PHOTO BY ANNE FISHBEIN

Semi-crudo with blue fin tuna, red kuri squash, persimmon and quail egg

Over-the-top glamorous Hollywood restaurants are fun to mock and easy to dismiss. But if any city in the world needs these types of establishments, it's Los Angeles — Hollywood may be an adjective for much of the world, but for us it's a very real noun. Like it or not, we need excessive Hollywood restaurants the same way Paris needs quaint bistros. The only question is whether it's possible to do the preposterously theatrical Hollywood hot spot well — or whether even the smartest incarnations are destined to be laughable.

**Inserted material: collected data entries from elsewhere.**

PR #524, opened 2026-04-01
PE: bound import descriptor loop by directory size

### LINKED ISSUE #523: PE: parser hangs while processing corkami's `manyimportsW7.exe`
Current version of goblin hangs on parsing [corkami's `manyimportsW7.exe` ](https://github.com/corkami/pocs/blob/master/PE/bin/manyimportsW7.exe), which is described as:
> W7-only binary use the `TLS AddressOfIndex` trick to clean its imports. On disk, the import table is full of bogus descriptors, which will be ignored on loading

Snippet to reproduce this behavior:
```rust
use std::fs;

use goblin::pe::options::ParseOptions;
use goblin::pe::options::ParseMode;
use goblin::pe;

fn main() {
    let path = "manyimportsW7.exe";
    let content = fs::read(path).unwrap();
    let mut parse_options = ParseOptions::default();
    parse_options.parse_mode = ParseMode::Permissive;

    let pe_file = pe::PE::parse_with_opts(&content, &parse_options).unwrap();
}
```
Other PE parsers, for example [`pedump`](https://github.com/zed-0xff/pedump/blob/1fb7442362491ba4d6ae67991f69acea80b2aace/lib/pedump.rb#L643) catch this trick:
```
[!] catched the 'imports terminator in TLS trick'
```

Taking into account, this sample is valid and somewhat popular with the community (as it is supported by other PE parsers, etc), it would be nice to catch fake imports usage in order not to load them all.

kkent030315:
Fixes #523

### DIFF
--- a/src/pe/import.rs
+++ b/src/pe/import.rs
@@ -452,8 +452,18 @@ impl<'a> ImportData<'a> {
         }
 
         debug!("import data offset {:#x}", offset);
+
+        let max_entries = if dd.size as usize >= SIZEOF_IMPORT_DIRECTORY_ENTRY {
+            dd.size as usize / SIZEOF_IMPORT_DIRECTORY_ENTRY - 1
+        } else {
+            0
+        };
         let mut import_data = Vec::new();
+        let mut entry_index = 0usize;
         loop {
+            if entry_index >= max_entries {
+                break;
+            }
             // Check bounds before reading to handle packed binaries where sections
             // may point to addresses beyond the file size
             if *offset + SIZEOF_IMPORT_DIRECTORY_ENTRY > bytes.len() {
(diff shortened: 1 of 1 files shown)


kkent030315:
To acautlly test this:

```bash
cargo run --example rdr -- "path/to/manyimportsW7.exe"
```

Tested locally.

m4b:
@kkent030315 friendly ping, is this something we want to merge, even as a temporary stopgap?

kkent030315:
> @kkent030315 friendly ping, is this something we want to merge, even as a temporary stopgap?

I think this one should be closed for now.

kkent030315:
Thanks @philipc for pointing this out :)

Acabar, the new restaurant at the corner of Sunset and Stanley, just west of the heart of Hollywood, is a good example of a hot spot trying to do it right. It fills the space Dar Maghreb occupied for 39 years before closing in the fall of 2012 — a place known for its belly dancers, cushioned-floor seating and outrageous decor. "Dine in a Moroccan palace!" was the enticing directive offered by its promo materials.

Acabar has retained much of Dar Maghreb's design excesses — the huge gold front doors, the wild mosaic walls, the elaborately painted ceilings, the white columns and intricate plaster and woodwork — although dark wood and mirrors have been added to make the place feel sleeker.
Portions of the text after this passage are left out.